## Extracted material:
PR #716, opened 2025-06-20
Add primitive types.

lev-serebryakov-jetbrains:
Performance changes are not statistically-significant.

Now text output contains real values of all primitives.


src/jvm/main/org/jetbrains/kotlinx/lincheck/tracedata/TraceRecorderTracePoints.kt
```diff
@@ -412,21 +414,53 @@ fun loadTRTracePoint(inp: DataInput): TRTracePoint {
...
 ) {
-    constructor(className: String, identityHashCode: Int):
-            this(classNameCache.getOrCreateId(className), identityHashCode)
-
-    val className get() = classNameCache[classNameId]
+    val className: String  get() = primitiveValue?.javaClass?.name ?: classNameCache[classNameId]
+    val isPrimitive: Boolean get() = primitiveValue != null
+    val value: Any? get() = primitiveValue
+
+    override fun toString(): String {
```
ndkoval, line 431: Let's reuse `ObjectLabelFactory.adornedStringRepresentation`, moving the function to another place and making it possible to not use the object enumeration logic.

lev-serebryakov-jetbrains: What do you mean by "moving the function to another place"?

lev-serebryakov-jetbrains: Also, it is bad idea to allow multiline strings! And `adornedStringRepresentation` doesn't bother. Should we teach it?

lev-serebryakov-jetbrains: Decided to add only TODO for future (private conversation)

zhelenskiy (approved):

## About this task:
Your answer should reproduce each line of the listing that holds the word "jetbrains".

## Exercise solution:
lev-serebryakov-jetbrains:
src/jvm/main/org/jetbrains/kotlinx/lincheck/tracedata/TraceRecorderTracePoints.kt
lev-serebryakov-jetbrains: What do you mean by "moving the function to another place"?
lev-serebryakov-jetbrains: Also, it is bad idea to allow multiline strings! And `adornedStringRepresentation` doesn't bother. Should we teach it?
lev-serebryakov-jetbrains: Decided to add only TODO for future (private conversation)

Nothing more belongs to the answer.